## Exercise prompt
Where in the records does the word "error" occur? Copy each line in which it does.

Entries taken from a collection
———
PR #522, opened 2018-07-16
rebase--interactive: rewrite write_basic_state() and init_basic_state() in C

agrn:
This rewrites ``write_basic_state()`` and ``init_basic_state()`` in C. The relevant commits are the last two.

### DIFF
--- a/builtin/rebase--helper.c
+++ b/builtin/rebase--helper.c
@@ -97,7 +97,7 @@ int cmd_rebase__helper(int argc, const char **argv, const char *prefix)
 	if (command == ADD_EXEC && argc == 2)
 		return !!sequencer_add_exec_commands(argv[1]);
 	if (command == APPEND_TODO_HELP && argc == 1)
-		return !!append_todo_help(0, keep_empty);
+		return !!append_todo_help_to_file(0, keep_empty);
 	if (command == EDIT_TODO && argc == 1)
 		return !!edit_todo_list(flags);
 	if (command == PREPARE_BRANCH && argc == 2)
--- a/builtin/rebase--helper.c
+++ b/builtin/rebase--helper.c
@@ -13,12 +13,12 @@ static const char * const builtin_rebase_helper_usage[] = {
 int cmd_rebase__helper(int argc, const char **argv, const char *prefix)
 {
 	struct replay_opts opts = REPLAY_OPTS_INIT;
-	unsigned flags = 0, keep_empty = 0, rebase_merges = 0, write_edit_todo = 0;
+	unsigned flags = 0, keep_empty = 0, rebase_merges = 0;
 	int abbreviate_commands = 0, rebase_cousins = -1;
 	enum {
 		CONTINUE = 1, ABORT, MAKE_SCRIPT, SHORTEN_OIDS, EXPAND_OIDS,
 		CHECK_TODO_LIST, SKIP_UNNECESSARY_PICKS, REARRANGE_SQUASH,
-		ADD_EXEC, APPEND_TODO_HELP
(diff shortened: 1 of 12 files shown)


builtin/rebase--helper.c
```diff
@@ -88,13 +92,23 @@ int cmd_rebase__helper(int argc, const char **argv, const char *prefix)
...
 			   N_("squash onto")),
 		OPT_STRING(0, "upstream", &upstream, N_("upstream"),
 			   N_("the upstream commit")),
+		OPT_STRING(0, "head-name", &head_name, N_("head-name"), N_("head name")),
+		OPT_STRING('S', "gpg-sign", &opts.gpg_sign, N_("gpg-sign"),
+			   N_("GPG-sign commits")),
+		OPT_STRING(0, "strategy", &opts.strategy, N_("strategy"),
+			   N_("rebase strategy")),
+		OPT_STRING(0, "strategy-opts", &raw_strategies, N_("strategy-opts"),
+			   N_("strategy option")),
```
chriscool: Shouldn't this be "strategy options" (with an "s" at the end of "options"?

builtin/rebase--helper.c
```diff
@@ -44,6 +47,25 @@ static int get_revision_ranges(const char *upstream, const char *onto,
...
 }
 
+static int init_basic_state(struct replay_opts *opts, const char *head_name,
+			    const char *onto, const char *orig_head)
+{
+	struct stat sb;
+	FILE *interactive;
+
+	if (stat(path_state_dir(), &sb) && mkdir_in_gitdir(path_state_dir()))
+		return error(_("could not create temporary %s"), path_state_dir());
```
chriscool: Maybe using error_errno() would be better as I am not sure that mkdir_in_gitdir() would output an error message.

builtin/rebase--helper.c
———
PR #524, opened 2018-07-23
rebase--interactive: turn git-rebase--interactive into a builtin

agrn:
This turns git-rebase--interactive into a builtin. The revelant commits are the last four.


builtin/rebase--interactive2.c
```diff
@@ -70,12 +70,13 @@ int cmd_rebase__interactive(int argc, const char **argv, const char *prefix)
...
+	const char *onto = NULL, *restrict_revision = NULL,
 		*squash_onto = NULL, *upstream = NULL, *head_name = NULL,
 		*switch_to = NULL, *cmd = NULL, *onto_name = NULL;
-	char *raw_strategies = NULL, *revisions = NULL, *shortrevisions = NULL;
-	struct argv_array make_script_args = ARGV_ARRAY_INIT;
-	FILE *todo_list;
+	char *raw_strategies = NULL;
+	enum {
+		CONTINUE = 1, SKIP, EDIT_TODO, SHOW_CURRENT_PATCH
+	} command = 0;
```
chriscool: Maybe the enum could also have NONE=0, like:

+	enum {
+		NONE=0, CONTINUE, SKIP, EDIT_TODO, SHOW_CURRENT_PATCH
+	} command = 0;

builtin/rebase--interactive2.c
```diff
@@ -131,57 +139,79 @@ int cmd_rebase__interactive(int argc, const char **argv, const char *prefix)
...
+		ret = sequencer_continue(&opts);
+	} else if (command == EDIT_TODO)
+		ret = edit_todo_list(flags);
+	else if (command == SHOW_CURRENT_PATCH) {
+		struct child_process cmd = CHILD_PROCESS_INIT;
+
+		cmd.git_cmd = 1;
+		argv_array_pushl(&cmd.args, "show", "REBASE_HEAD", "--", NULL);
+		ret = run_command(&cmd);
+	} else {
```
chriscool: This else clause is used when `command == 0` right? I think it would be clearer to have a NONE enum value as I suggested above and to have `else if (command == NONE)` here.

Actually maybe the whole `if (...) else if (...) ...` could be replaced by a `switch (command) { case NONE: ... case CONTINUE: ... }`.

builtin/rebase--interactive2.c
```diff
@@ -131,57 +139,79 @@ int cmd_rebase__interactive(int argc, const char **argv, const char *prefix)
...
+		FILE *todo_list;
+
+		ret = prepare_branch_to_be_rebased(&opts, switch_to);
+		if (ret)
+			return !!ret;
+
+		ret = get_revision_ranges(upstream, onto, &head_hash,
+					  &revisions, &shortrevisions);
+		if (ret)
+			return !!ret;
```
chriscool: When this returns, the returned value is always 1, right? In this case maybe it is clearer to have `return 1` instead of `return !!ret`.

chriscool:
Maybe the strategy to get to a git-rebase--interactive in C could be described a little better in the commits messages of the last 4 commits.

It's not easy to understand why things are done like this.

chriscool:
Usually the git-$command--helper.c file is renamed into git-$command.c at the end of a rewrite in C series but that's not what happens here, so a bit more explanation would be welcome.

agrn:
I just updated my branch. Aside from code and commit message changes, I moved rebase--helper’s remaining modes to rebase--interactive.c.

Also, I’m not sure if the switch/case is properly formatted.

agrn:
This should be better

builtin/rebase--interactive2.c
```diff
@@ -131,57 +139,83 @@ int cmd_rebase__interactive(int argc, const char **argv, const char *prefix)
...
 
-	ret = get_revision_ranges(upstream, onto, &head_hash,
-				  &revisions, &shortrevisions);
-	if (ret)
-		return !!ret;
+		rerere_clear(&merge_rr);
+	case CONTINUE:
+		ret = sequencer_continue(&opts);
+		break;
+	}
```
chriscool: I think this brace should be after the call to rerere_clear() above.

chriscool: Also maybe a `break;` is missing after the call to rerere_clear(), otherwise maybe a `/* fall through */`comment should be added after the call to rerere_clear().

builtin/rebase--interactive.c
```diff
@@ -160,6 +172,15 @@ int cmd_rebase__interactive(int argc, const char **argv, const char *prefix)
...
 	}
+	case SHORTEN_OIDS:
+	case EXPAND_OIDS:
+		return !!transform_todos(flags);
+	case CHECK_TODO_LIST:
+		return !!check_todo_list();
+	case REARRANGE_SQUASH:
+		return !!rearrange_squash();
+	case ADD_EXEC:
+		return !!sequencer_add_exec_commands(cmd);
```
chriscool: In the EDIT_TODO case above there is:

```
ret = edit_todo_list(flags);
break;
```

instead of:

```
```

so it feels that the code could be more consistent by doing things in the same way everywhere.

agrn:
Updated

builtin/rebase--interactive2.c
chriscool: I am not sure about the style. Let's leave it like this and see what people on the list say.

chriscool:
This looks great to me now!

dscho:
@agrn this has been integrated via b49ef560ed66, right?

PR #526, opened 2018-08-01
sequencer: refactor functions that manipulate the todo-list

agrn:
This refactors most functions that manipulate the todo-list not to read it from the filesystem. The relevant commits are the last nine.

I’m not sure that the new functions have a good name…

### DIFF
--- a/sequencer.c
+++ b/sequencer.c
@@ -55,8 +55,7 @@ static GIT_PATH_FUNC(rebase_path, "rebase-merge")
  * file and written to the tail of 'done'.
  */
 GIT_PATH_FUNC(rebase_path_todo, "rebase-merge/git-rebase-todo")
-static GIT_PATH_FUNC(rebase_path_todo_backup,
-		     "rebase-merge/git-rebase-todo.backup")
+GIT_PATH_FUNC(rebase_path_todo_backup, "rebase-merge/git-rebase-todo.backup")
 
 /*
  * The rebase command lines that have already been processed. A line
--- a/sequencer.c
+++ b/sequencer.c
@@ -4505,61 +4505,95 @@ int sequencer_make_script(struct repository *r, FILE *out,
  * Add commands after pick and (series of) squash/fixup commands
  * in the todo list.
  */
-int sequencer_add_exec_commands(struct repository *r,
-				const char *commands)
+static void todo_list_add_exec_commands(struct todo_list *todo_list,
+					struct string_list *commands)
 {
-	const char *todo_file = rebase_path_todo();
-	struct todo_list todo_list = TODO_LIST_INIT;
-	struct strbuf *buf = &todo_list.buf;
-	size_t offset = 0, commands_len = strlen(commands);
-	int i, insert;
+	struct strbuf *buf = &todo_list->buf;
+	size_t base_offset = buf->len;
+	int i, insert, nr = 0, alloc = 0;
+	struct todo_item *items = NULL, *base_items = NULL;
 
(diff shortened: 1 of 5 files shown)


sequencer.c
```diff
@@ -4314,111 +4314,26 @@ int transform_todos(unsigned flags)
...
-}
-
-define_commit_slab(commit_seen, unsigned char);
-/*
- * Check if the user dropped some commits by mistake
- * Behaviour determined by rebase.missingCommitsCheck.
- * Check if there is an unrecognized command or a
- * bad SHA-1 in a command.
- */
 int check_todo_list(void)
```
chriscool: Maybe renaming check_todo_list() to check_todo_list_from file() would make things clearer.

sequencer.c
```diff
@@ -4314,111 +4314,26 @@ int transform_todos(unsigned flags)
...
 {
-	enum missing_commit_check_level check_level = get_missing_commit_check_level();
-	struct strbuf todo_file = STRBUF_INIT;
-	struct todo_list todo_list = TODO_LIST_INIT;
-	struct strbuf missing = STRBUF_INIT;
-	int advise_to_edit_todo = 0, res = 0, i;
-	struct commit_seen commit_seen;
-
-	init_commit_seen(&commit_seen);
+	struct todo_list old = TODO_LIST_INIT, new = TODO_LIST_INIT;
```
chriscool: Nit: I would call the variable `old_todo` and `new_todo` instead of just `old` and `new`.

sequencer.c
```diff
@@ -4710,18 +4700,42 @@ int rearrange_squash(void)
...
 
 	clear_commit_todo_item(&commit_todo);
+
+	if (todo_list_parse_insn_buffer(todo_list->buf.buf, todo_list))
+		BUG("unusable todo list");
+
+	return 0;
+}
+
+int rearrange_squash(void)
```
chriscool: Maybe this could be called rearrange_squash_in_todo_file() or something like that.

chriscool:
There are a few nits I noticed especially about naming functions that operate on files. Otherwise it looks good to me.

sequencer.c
———
## Your response
+		return error(_("could not create temporary %s"), path_state_dir());
chriscool: Maybe using error_errno() would be better as I am not sure that mkdir_in_gitdir() would output an error message.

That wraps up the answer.